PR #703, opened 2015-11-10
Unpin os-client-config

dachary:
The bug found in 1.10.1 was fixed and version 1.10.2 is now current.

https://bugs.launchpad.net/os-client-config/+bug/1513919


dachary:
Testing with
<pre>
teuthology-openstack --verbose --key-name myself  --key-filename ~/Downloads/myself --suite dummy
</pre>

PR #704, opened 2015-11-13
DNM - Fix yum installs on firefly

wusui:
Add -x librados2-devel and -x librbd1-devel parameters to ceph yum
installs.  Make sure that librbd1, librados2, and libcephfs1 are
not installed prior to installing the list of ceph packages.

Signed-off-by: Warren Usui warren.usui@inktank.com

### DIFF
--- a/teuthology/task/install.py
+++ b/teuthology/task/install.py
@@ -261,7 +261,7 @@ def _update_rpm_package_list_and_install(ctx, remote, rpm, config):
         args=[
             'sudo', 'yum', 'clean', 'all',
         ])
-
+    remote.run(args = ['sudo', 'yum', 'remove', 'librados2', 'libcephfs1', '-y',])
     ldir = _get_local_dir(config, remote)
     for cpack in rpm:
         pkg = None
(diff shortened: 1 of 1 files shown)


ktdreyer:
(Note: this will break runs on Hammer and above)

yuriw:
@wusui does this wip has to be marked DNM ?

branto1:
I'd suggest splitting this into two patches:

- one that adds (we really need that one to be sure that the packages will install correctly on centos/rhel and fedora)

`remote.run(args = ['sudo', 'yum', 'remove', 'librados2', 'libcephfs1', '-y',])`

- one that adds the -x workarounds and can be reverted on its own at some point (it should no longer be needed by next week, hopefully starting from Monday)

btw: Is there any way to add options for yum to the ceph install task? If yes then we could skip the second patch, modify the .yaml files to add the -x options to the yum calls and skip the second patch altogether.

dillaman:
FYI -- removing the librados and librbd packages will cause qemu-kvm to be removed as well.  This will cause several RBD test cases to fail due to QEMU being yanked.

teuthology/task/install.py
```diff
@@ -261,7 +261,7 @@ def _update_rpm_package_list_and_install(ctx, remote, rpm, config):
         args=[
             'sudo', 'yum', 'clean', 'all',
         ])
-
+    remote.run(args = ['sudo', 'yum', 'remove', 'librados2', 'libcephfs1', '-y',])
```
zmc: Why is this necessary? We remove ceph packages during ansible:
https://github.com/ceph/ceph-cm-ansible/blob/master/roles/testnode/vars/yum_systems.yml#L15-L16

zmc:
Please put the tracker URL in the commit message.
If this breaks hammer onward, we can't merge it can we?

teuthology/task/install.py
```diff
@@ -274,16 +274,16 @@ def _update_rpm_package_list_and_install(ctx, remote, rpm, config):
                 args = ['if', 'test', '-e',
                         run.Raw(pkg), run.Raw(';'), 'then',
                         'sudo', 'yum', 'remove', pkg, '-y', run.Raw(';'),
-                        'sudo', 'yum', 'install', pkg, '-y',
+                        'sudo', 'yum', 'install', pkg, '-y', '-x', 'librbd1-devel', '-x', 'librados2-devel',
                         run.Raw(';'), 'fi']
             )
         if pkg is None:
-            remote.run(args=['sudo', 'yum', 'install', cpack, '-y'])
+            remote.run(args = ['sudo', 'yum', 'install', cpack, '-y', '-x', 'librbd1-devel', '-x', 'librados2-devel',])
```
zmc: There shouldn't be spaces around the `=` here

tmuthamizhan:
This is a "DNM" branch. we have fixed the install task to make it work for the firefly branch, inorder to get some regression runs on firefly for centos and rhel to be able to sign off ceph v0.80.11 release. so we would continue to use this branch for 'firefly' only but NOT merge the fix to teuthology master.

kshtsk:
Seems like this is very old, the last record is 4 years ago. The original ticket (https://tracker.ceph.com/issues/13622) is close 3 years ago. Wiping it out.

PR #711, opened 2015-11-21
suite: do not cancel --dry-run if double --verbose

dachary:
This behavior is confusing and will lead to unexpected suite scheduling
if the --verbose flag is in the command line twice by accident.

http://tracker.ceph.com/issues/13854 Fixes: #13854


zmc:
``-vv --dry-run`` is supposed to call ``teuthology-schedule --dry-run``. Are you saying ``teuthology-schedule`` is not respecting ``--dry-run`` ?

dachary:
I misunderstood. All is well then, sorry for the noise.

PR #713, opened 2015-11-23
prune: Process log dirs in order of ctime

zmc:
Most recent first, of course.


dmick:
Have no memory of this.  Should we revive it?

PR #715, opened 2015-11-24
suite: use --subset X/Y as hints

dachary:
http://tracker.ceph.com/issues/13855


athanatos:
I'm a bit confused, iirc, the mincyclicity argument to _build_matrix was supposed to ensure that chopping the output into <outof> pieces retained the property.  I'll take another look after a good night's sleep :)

☆ ☆ ☆ ☆ ☆

**What is being asked**
Copy every record exactly, leaving each line intact.

**Answer area**
PR #703, opened 2015-11-10
Unpin os-client-config

dachary:
The bug found in 1.10.1 was fixed and version 1.10.2 is now current.

https://bugs.launchpad.net/os-client-config/+bug/1513919


dachary:
Testing with
<pre>
teuthology-openstack --verbose --key-name myself  --key-filename ~/Downloads/myself --suite dummy
</pre>

PR #704, opened 2015-11-13
DNM - Fix yum installs on firefly

wusui:
Add -x librados2-devel and -x librbd1-devel parameters to ceph yum
installs.  Make sure that librbd1, librados2, and libcephfs1 are
not installed prior to installing the list of ceph packages.

Signed-off-by: Warren Usui warren.usui@inktank.com

### DIFF
--- a/teuthology/task/install.py
+++ b/teuthology/task/install.py
@@ -261,7 +261,7 @@ def _update_rpm_package_list_and_install(ctx, remote, rpm, config):
         args=[
             'sudo', 'yum', 'clean', 'all',
         ])
-
+    remote.run(args = ['sudo', 'yum', 'remove', 'librados2', 'libcephfs1', '-y',])
     ldir = _get_local_dir(config, remote)
     for cpack in rpm:
         pkg = None
(diff shortened: 1 of 1 files shown)


ktdreyer:
(Note: this will break runs on Hammer and above)

yuriw:
@wusui does this wip has to be marked DNM ?

branto1:
I'd suggest splitting this into two patches:

- one that adds (we really need that one to be sure that the packages will install correctly on centos/rhel and fedora)

`remote.run(args = ['sudo', 'yum', 'remove', 'librados2', 'libcephfs1', '-y',])`

- one that adds the -x workarounds and can be reverted on its own at some point (it should no longer be needed by next week, hopefully starting from Monday)

btw: Is there any way to add options for yum to the ceph install task? If yes then we could skip the second patch, modify the .yaml files to add the -x options to the yum calls and skip the second patch altogether.

dillaman:
FYI -- removing the librados and librbd packages will cause qemu-kvm to be removed as well.  This will cause several RBD test cases to fail due to QEMU being yanked.

teuthology/task/install.py
```diff
@@ -261,7 +261,7 @@ def _update_rpm_package_list_and_install(ctx, remote, rpm, config):
         args=[
             'sudo', 'yum', 'clean', 'all',
         ])
-
+    remote.run(args = ['sudo', 'yum', 'remove', 'librados2', 'libcephfs1', '-y',])
```
zmc: Why is this necessary? We remove ceph packages during ansible:
https://github.com/ceph/ceph-cm-ansible/blob/master/roles/testnode/vars/yum_systems.yml#L15-L16

zmc:
Please put the tracker URL in the commit message.
If this breaks hammer onward, we can't merge it can we?

teuthology/task/install.py
```diff
@@ -274,16 +274,16 @@ def _update_rpm_package_list_and_install(ctx, remote, rpm, config):
                 args = ['if', 'test', '-e',
                         run.Raw(pkg), run.Raw(';'), 'then',
                         'sudo', 'yum', 'remove', pkg, '-y', run.Raw(';'),
-                        'sudo', 'yum', 'install', pkg, '-y',
+                        'sudo', 'yum', 'install', pkg, '-y', '-x', 'librbd1-devel', '-x', 'librados2-devel',
                         run.Raw(';'), 'fi']
             )
         if pkg is None:
-            remote.run(args=['sudo', 'yum', 'install', cpack, '-y'])
+            remote.run(args = ['sudo', 'yum', 'install', cpack, '-y', '-x', 'librbd1-devel', '-x', 'librados2-devel',])
```
zmc: There shouldn't be spaces around the `=` here

tmuthamizhan:
This is a "DNM" branch. we have fixed the install task to make it work for the firefly branch, inorder to get some regression runs on firefly for centos and rhel to be able to sign off ceph v0.80.11 release. so we would continue to use this branch for 'firefly' only but NOT merge the fix to teuthology master.

kshtsk:
Seems like this is very old, the last record is 4 years ago. The original ticket (https://tracker.ceph.com/issues/13622) is close 3 years ago. Wiping it out.

PR #711, opened 2015-11-21
suite: do not cancel --dry-run if double --verbose

dachary:
This behavior is confusing and will lead to unexpected suite scheduling
if the --verbose flag is in the command line twice by accident.

http://tracker.ceph.com/issues/13854 Fixes: #13854


zmc:
``-vv --dry-run`` is supposed to call ``teuthology-schedule --dry-run``. Are you saying ``teuthology-schedule`` is not respecting ``--dry-run`` ?

dachary:
I misunderstood. All is well then, sorry for the noise.

PR #713, opened 2015-11-23
prune: Process log dirs in order of ctime

zmc:
Most recent first, of course.


dmick:
Have no memory of this.  Should we revive it?

PR #715, opened 2015-11-24
suite: use --subset X/Y as hints

dachary:
http://tracker.ceph.com/issues/13855


athanatos:
I'm a bit confused, iirc, the mincyclicity argument to _build_matrix was supposed to ensure that chopping the output into <outof> pieces retained the property.  I'll take another look after a good night's sleep :)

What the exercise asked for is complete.